An interesting feature of this bike is that the W in the serial number is for Westfield, and was there because for a large part of the war, bicycle makers were forbidden to put their badges on civilian bikes (Huffman used  H etc.). Yours is right at the end of this period, having both a W serial and a badge. From the start of 1945 the W disappeared.

Also, I think this is a Morrow hub. They have an additional date code on the hub, to the lower left of the maker's details. In this case possibly M3 or M4.

I hope that's of interest.

Best Regards,

Adrian


----------



## rollfaster (Jul 16, 2020)

Hmm, I dig it. Very similar to another Westfield built wartime bike we’ve all had..


----------



## DonChristie (Jul 16, 2020)

It is very similar to the other bike, @rollfaster ! Thanks for the info @Mercian ! Heres a pic of the SN.


----------



## Mercian (Jul 16, 2020)

Hi @DonChristie 

Thanks for the picture of the S/N. I must admit I can't see the date stamp, it's normally a little above the S/N, and can be widely spaced at this time, with the letter to one side, and the numbers to the other. The first four posts here show some examples from this period.









						1944 Columbia Compax Military model folding bicycle | Military Bicycles
					

here are couple projects I'm probably not gonna get to after all.  First is a Columbia Compax Military model with the frame braces for extra strength. These don't come up very often and it is a fun project. Missing: rear fender, seat, chain guard( all easy to find).

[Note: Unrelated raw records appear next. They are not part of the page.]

PR #1956, opened 2026-09-02
 Introduce v2 theme families and adaptive viewport chrome

francescofugazzi:
## Summary

This PR evolves the theme system from independent flat presets into versioned theme families while preserving compatibility with existing themes and preferences.

It introduces:

- v2 theme-family manifests with semantic dark and light variants;
- system-aware automatic variant selection;
- family and variant selection in Preferences and View;
- optional gradients with palette-derived fallbacks;
- the new high-legibility Signal Day and Signal Night family;
- broader theme coverage across the RmlUI application chrome;
- configurable Solid, Translucent, and Frosted viewport controls;
- configurable viewport utility-toolbar placement;
- multiple sidebar, split-view, input-routing, hover, layout, and contrast fixes;
- theme-aware Python Console chrome without changing its Output and Terminal rendering.

## Theme family format v2

The v2 format groups related variants in one JSON family file.

It supports:

- semantic `dark` and `light` variant categories;
- short user-visible names such as `Night`, `Day`, `Mocha`, and `Latte`;
- stable family and variant IDs;
- family and variant ordering and localization keys;
- shared properties inherited by family variants;
- explicit fallback presets;
- single-variant families;
- optional fonts when already supplied by a theme;
- optional gradients;
- JSON parsing, serialization, validation, hashing, and hot reload.

Bundled themes were migrated to this format:

- LichtFeld Dark and Light now form one LichtFeld family;
- Catppuccin Mocha and Latte now form one Catppuccin family;
- Gruvbox and Nord remain valid single-variant families;
- Signal adds dedicated Night and Day variants.

Existing v1 manifests and standalone theme JSON files remain supported.

## Theme selection and automatic mode

Preferences now shows one family entry rather than separate dark and light themes.

When a family contains multiple variants:

- the available variant names are displayed using their custom short labels;
- variants remain semantically categorized as dark or light;
- Auto follows the operating-system application color preference;
- the selector buttons share the available width equally;
- Auto is hidden when system detection is unavailable.

System detection is implemented through:

- the Windows application color preference;
- SDL3 system-theme detection on Linux when the desktop session exposes it.

Unknown or unsupported environments fall back safely to dark without exposing a non-functional Auto option.

The selected family and explicit or automatic appearance mode are persisted. Legacy preset IDs remain loadable, and the legacy `set_theme` path may still persist a plain preset ID.

`View > Theme` now uses nested family and variant submenus. The View menu also displays the active family and appearance mode directly, so the current choice remains visible without opening every submenu.

## Optional gradients

Themes may optionally define gradients for:

- window bodies;
- panel bodies;
- window title bars;
- section headers;
- hovered section headers;
- progress and selected states;
- scrubber tracks;
- scrubber fills;
- histogram headers;
- histogram fills;
- histogram selections.

Gradient support includes:

- per-property validation and fallback;
- serialization and cache hashing;
- hot-reload propagation;
- palette-derived defaults for flat and legacy themes;
- RmlUI token generation for the current consumers.

Gradients are never mandatory. Themes without them retain a coherent flat appearance.

The training progress-bar easter egg remains intentionally unchanged.

## Signal theme family

Signal Night and Signal Day provide a distinct blue-violet visual language rather than a recolored LichtFeld theme.

Signal includes:

- stronger separation between application regions;
- layered window, panel, header, and selected-state gradients;
- dedicated Sequencer and Asset Manager surfaces;
- coordinated menu, status-bar, right-dock, and viewport chrome;
- readable light and dark variants;
- contrast-aware text and icon treatment;
- short `Night` and `Day` selector labels.

Theme-specific styling remains constrained to theme-driven surfaces. Semantic application controls retain their established identity unless explicitly designed otherwise.

## Application-wide theme coverage

Theme and gradient tokens now cover:

- floating windows and title bars;
- Preferences sections and controls;
- application menu chrome;
- status bar;
- hosted and docked panel chrome;
- right-sidebar tabs and content surfaces;
- Sequencer modules, transport controls, and scrubbers;
- Asset Manager surfaces, cards, rows, controls, icons, and scrollbars;
- histogram headers, comparison bars, and history controls;
- progress and selected-control states;
- viewport toolbars and contextual tool strips;
- orientation-gizmo actions;
- Python Console toolbar, tabs, splitter, and Packages panel.

Flat palette-derived fallbacks remain available for themes without enhanced properties.

This PR improves the surrounding Scene Graph frame and right-dock integration, but does not claim a complete conversion of every legacy internal Scene Graph color.

## Asset Manager fixes

- Separate layout rules from palette-specific styling.
- Remove remaining fixed dark surfaces from the themed chrome.
- Theme cards, rows, controls, borders, warnings, selections, icons, resize handles, and scrollbars.
- Replace the fixed-color add-folder SVG with a theme-colored glyph.
- Improve light-theme icon and control visibility.
- Improve surface layering in Signal Day and other light variants.

## Sequencer fixes

- Route the Quality scrubber through the shared theme scrubber tokens.
- Prevent local fixed gradients from masking the active theme.
- Theme the principal Sequencer modules and transport row.
- Keep Quality, Speed, FPS, and Resolution controls visible at narrow sidebar widths.
- Improve control and label readability in light and dark variants.

## Right sidebar and Scene Graph fixes

- Restore stable Scene, History, and Logging tab geometry.
- Keep Rendering, Training, and plugin tabs distinguishable.
- Update the active-tab indicator immediately when a tab is clicked.
- Remove stale transition state from tab selection.
- Re-run hover hit testing after layout changes.
- Avoid mismatched hover coordinates and disappearing hover states.
- Keep the right dock visually continuous while preserving internal separation.
- Remove inconsistent heavy content borders.
- Frame the Scene Graph consistently on all edges.
- Preserve readable contrast across flat and gradient themes.

## Viewport controls and icon fixes

- Make menu, toolbar, and gizmo icons contrast-aware.
- Provide readable normal, hovered, selected, and disabled states.
- Improve disabled toolbar icons in light themes.
- Improve the Home and visibility controls below the orientation gizmo.
- Make those controls compact and partially transparent while retaining contrast.
- Apply the same adaptive treatment to selection, transform, mirror, crop, and other contextual toolbars.
- Make toolbars size to their actual controls.
- Restore the selection panel’s window-relative sizing from #1860 so its depth controls can grow with the viewport.
- Align duplicated split-view controls with their corresponding viewport.
- Keep translucent and frosted effects constrained to the actual toolbar geometry.

## Configurable viewport chrome

Appearance preferences now provide:

- Solid;
- Translucent;
- Frosted.

The selected mode affects visible viewport toolbars, contextual tool panels, and orientation-gizmo actions.

The implementation:

- derives tint, borders, and icon contrast from the active theme;
- preserves each theme’s visual identity;
- composites a cached, low-resolution Vulkan backdrop beneath eligible controls;
- avoids a full-resolution blur path;
- feeds the actual renderer capability back into the theme tokens;
- resolves unsupported Frosted requests to the Translucent presentation;
- preserves the user’s saved Frosted preference if runtime support is temporarily unavailable;
- requires no additional properties from custom themes.

The preference is persisted and exposed through the native preferences model, Python UI bindings, Preferences panel, and bundled localizations.

## Viewport utility-toolbar placement

The vertical utility toolbar supports three persisted modes:

- **Top** — placed near the upper viewport edge with intentional spacing from the application chrome;
- **Centered** — vertically centered and used as the default;
- **Free** — repositioned vertically through a dedicated double-line drag handle.

Free placement:

- stores a normalized position;
- remains stable across viewport resizing and UI-scale changes;
- is clamped to the available viewport bounds;
- preserves pointer capture until dragging ends;
- keeps duplicated split-view toolbars synchronized with their own viewport bounds.

## Independent split-view fixes

- Prevent `Shift+V` from activating independent split view when the scene is empty.
- Apply the same guard to the title-bar split-view action.
- Avoid creating an empty secondary camera, gizmo, axes, divider, or toolbar.
- Preserve the ability to close an already active split.
- Hide orphan secondary controls if the editor context becomes empty.
- Preserve normal scene-clear behavior, returning the renderer to one viewport.

## Retained-menu input routing

Nested theme menus made an existing input-routing problem easier to reproduce: selecting a menu item could also activate a Python Console or panel control underneath it.

The central input path now:

- preserves menu pointer ownership when an action closes its dropdown during mouse-down;
- retains that capture through the matching mouse release;
- masks pointer input before dispatching the frame to underlay panels;
- preserves keyboard and text-input delivery;
- also protects outside-close clicks from leaking into underlying controls.

This fix applies consistently to retained application menus rather than special-casing the Python Console.

## Python Console theme integration

The surrounding Python Console chrome now follows the active theme:

- ordinary toolbar controls use themed surfaces, borders, text, hover, and disabled states;
- bottom tabs are compact, centered, and clearly selected;
- the splitter uses a subtle accent edge rather than a heavy full-width blue hover bar;
- the Packages panel and search field follow the active palette.

The established semantic controls remain unchanged across theme families:

- Run retains its original green identity;
- Stop retains its original red identity;
- active toolbar controls retain their original blue identity.

The Output and Terminal rendering surfaces remain explicitly outside theme overrides and preserve their existing terminal presentation.

## Review follow-up

The review findings are addressed by:

- refreshing the generated Python UI stubs;
- restoring the selection-panel sizing introduced by #1860;
- marshalling `set_theme`, `set_theme_family`, and `set_viewport_chrome_style` onto the viewer thread;
- releasing the Python GIL while synchronous UI-thread work completes;
- propagating actual Vulkan frosted-glass availability into theme presentation;
- logging caught theme-loading exceptions;
- avoiding additions to the Error Debt baseline;
- removing unused presentation tokens;
- clarifying legacy theme-preference persistence;
- narrowing the Scene Graph coverage claim.

## Documentation

Documentation now covers:

- theme families and semantic appearance modes;
- the v2 schema and every runtime-supported property;
- v1 and standalone-theme compatibility;
- custom visible variant names;
- Auto detection and fallback behavior;
- optional gradients and their current consumers;
- Solid, Translucent, and Frosted viewport modes;
- toolbar placement modes and persisted Free positioning;
- RmlUI viewport and split-toolbar geometry;
- preference persistence;
- current custom-theme development and installation workflow;
- missing-family and missing-variant recovery.

A complete `theme-family-v2.json` example is included and contains all currently supported runtime properties with human-readable descriptions.

Managed end-user theme import, deletion, and a dedicated user-theme directory remain future work.

## Compatibility and fallback behavior

- Existing v1 and standalone themes remain supported.
- Legacy IDs and saved preferences remain loadable.
- Missing optional properties inherit from the selected dark or light fallback.
- Missing gradients use palette-derived defaults.
- Invalid individual gradients do not invalidate the rest of the theme.
- Invalid or missing families are skipped safely.
- Missing saved families fall back to LichtFeld Dark.
- Single-variant families work without Auto or unnecessary variant buttons.
- Unknown system-theme detection falls back to dark.
- Unsupported frosted rendering falls back visually to Translucent.
- Output and Terminal rendering remain unchanged.

## Tests and validation

Coverage includes:

- v2 family parsing and validation;
- legacy theme compatibility;
- missing and malformed fallback paths;
- family and variant metadata;
- custom visible variant names;
- Auto capability detection;
- preference persistence;
- nested View-menu schemas and hover behavior;
- equal-width appearance buttons;
- optional-gradient parsing and consumer coverage;
- Asset Manager theme isolation;
- Sequencer scrubbers and responsive controls;
- right-sidebar tab behavior;
- viewport toolbar geometry and contrast tokens;
- viewport chrome preference bindings;
- actual frosted-capability fallback;
- Python UI-thread marshalling and stub completeness;
- empty-scene split prevention;
- toolbar placement and drag persistence;
- retained-menu pointer capture;
- Python Console theme boundaries;
- documentation-template property coverage;
- safe-mode preference behavior.

Validation performed during development includes:

- focused Python menu, theme, Preferences, toolbar, sidebar, and console tests;
- native theme and menu tests;
- `git diff --check`;
- `git-clang-format` checks on changed C++ hunks;
- Windows build validation;
- iterative Windows runtime testing across light and dark themes, sidebar tabs, responsive panels, viewport controls, toolbar placement, split view, frosted chrome, retained menus, and Python Console chrome.

Recent focused results:

- 84 tests passed for viewport toolbar placement;
- 88 tests passed and 1 skipped for menu input routing;
- 48 tests passed for the final Python Console integration.

A broad isolated Windows Python run completed with 1498 passed and 54 skipped. Its remaining 24 failures are outside the modified console/theme paths and include Windows-specific symlink, path, newline, encoding, and existing source-contract cases.


src/visualizer/gui/rmlui/resources/viewport_overlay.rcss
```diff
@@ -630,10 +627,8 @@ body {
 
 #selection-block .viewport-selection-panel {
     min-width: 0;
-    /* Window-relative: the panel tracks the viewport width and the sliders
-       grow into it (capped below), instead of collapsing to the icon row. */
-    width: 65%;
-    max-width: 1500dp;
+    width: auto;
```
MrNeRF: This undoes #1860 (Alex, 2026-08-29): the panel was made window-relative on purpose so the depth sliders grow with the viewport, see the comment you removed above. If content-sized is what you want, make the case in the PR; otherwise keep the 65% / 1500dp cap.

src/visualizer/gui/rml_viewport_overlay.cpp
```diff
@@ -1041,6 +1046,72 @@ namespace lfs::vis::gui {
...
+                append_region(button, 5.0f);
+        }
+
+        Rml::ElementList panels;
+        document_->GetElementsByClassName(panels, "viewport-transform-panel");
+        for (Rml::Element* panel : panels)
+            append_region(panel, 8.0f);
+
+        if (!regions.empty())
+            renderer->RenderFrostedGlass({regions.data(), regions.size()});
```
MrNeRF: Return value dropped. When this returns false the RCSS still uses the frosted opacities (0.44 / 0.50 in rml_theme.cpp), so the fallback is thinner chrome with no blur behind it. Track the result and switch the tokens to the translucent values, or resolve the preference to translucent once the renderer says no.

src/python/lfs/py_ui.cpp
```diff
@@ -4903,6 +4903,30 @@ namespace lfs::python {
             []() -> std::string { return vis::currentThemeId(); },
             "Get current stable theme id");
 
+        m.def(
+            "set_theme_family",
+            [](const std::string& family_id, const std::string& mode) {
+                return vis::setThemeFamilySelection(family_id, mode);
```
MrNeRF: This activates the RmlUi theme on whatever thread calls it. From the Python console that is the script worker, and it crashes (segfault in Rml::StyleSheetNode::BuildIndex under Rml::Context::ActivateTheme). Same for set_viewport_chrome_style in py_ui_theme.cpp. Post both to the UI thread. set_theme above has the same problem, feel free to fix it in the same go.

src/visualizer/theme/theme.cpp
```diff
@@ -878,187 +1242,316 @@ namespace lfs::vis {
...
+            std::ifstream file;
+            if (!lfs::core::open_file_for_read(lfs::core::utf8_to_path(path), file))
+                return false;
 
-            return true;
+            json j;
+            file >> j;
+            t.name = j.value("name", "Custom");
+            return applyThemeJson(t, j, true, false);
         } catch (...) {
```
MrNeRF: New catch-all that swallows the error and then gets added to error_debt_baseline.json so the census passes. Catch std::exception, log what failed, and leave the baseline alone. Same at line 1494.

MrNeRF (changes requested):
Thanks Francesco, this is a big one and most of it is good. I built the branch on Linux (dev still pulls OpenUSD and OpenImageIO from vcpkg, so that took a while), ran the theme and menu gtests (20 green) plus the 87 Python tests from the PR, and drove it live on a 4090 with a 5M splat scene: all eight variants, the three viewport-control styles, the Preferences buttons and the View menu. Auto works here on Linux through the portal, the Night/Day naming reads well, the light themes are finally usable, and the frosted blur renders as advertised. Signal is a nice addition.

Four things before this can go in:

1. **It does not build on Linux.** The committed Python stub is stale: `get_viewport_chrome_style` and `set_viewport_chrome_style` are missing from `src/python/stubs/lichtfeld/ui/__init__.pyi`, so the default target fails at `python_stub_check.stamp`. Run `cmake --build build --target refresh_python_stubs` and commit the result.

2. **The selection panel change reverts #1860.** Alex made that panel window-relative on purpose four days ago so the depth sliders grow with the viewport, and the comment you removed says why. This PR silently turns it back into a content-sized box. If you think that was wrong, say so here and we decide, but it should not ride along unannounced. Inline.

3. **Frosted glass falls back only halfway.** The RCSS takes the thinner frosted opacities from the preference string alone, while the overlay ignores what `RenderFrostedGlass` returns. On a swapchain without transfer-source usage the toolbars get more see-through and no blur, the opposite of what the docs promise. Feed the capability back into the token set so unsupported hardware really lands on the translucent look. Inline.

4. **The new Python bindings crash when called from a script thread.** `set_theme_family` and `set_viewport_chrome_style` run the RmlUi theme switch on the calling thread. From the Python console (and MCP `editor_run`) that is a worker thread racing the renderer; I got a double free once and then a segfault in `Rml::StyleSheetNode::BuildIndex` under `Rml::Context::ActivateTheme` <- `setThemeFamilySelection` <- `PythonConsoleState::runScriptAsync`. The GUI paths are on the right thread, so clicking is fine, and the old `set_theme` has the same weakness, but let's not add two more. Marshal these to the UI thread. Inline.

Smaller:
- Don't grow `tools/error_debt_baseline.json` with two new `catch (...) { return false; }` sites. Log the exception instead. Inline.
- "Scene Graph" is listed under the themed surfaces, but `scene_tree.rcss` still has about 120 hard-coded colors. Either theme it or drop the claim.
- `preferences-and-user-storage.md` says the theme preference is always `family:mode`; the legacy `set_theme` path (used by "Reset this section") still writes the plain preset id. Both load fine, the sentence just needs softening.
- Five tokens are emitted and never used: `layered_shadow.1`, `panel.body_bg`, `panel.body_bg_or_transparent`, `right_panel.tab_active_bg`, `right_panel.separator`.

Next time please split work like this: the family format and selection UI, the gradients and Signal, and the viewport chrome with the toolbar fixes are three PRs. 5,400 lines in one is hard to review properly and impossible to bisect.

francescofugazzi:
Pushed four follow-up commits addressing the review and the subsequent UI validation:

- `6d7cf4568` — address the requested manifest v2 review changes
- `235835903` — add configurable viewport utility-toolbar placement
- `76ef1fb48` — prevent menu clicks from reaching underlay panels
- `c212821c5` — integrate the Python Console chrome with themes

All blocking review points are covered:

- refreshed the generated Python UI stubs;
- restored the window-relative selection-panel sizing introduced by #1860;
- marshalled `set_theme`, `set_theme_family`, and `set_viewport_chrome_style` onto the viewer thread while releasing the Python GIL during the synchronous wait;
- propagated the actual Vulkan frosted-glass capability into theme presentation, so unsupported configurations resolve to the translucent appearance without changing the saved preference;
- replaced the new catch-all exception handlers with logged `std::exception` handling;
- restored the Error Debt baseline to the upstream counts;
- removed the unused presentation tokens;
- clarified the legacy plain-preset preference path in the documentation;
- narrowed the Scene Graph wording so the PR does not claim a complete conversion of its legacy internal colors.

The follow-up also adds:

- Top, Centered, and persisted Free positioning for the viewport utility toolbar;
- a dedicated drag handle in Free mode, with clamping and synchronized split-view placement;
- central pointer capture for retained menus, preventing a menu selection from also activating a control underneath it;
- theme-aware Python Console toolbar, tabs, splitter, and Packages chrome;
- preservation of the original green Run, red Stop, and blue active-button identity;
- an explicit boundary keeping the Output and Terminal renderers unchanged.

But here's my question... it...




					thecabe.com
				




It may be under the rust/dirt above the S/N.

Also, I've noticed that this is the first bike of this mens balloon type I've recorded since the factory stopped making military bikes (G519) of a similar style in around February 1944. All surviving bikes so far recorded after that point are lightweight Sports Tourist or folding Compax style. 

The G519 started in 1941 using the curved downtube, but changed to a straight downtube for the majority of production. It seems they then changed back to the curved downtube, so they were not using up spare G519 frames to make this.

Best Regards,

Adrian


----------



## DonChristie (Jul 16, 2020)

Hey Adrian @Mercian , thats good info, thank you! Upon closer inspection, I found the numbers you are asking about. So, if this is a war time made bike, is this like an “essential worker” or “Civilian” style?


----------



## Mercian (Jul 16, 2020)

Hi @DonChristie 

Excellent, thanks for looking again.

L12 means the frame was made in December 1944. We also know from the serial number that it was built up in 1944, so that must have been December too.
The program for Essential War Worker bikes stopped around September 1944 (I don't have an exact date here with me, I'm away from home, so will add it later next week). So yours is one of the first pure civilian ones made. Still wartime, but the regulations for purchase were different.

I see it as an attempt to get bikes out for sale at Christmas that year. You would have been very lucky to have found this under the tree, sounds of Bing Crosby singing White Christmas on the radio, then the same day, the news of the German breakout at the Battle of the Bulge.

Best Regards,

Adrian


----------



## DonChristie (Jul 26, 2020)

I have disassembled her and started in on the painted parts. There is some paint left! Ha! Whats cool is most of the metal parts are blacked out!


----------



## DonChristie (Aug 8, 2020)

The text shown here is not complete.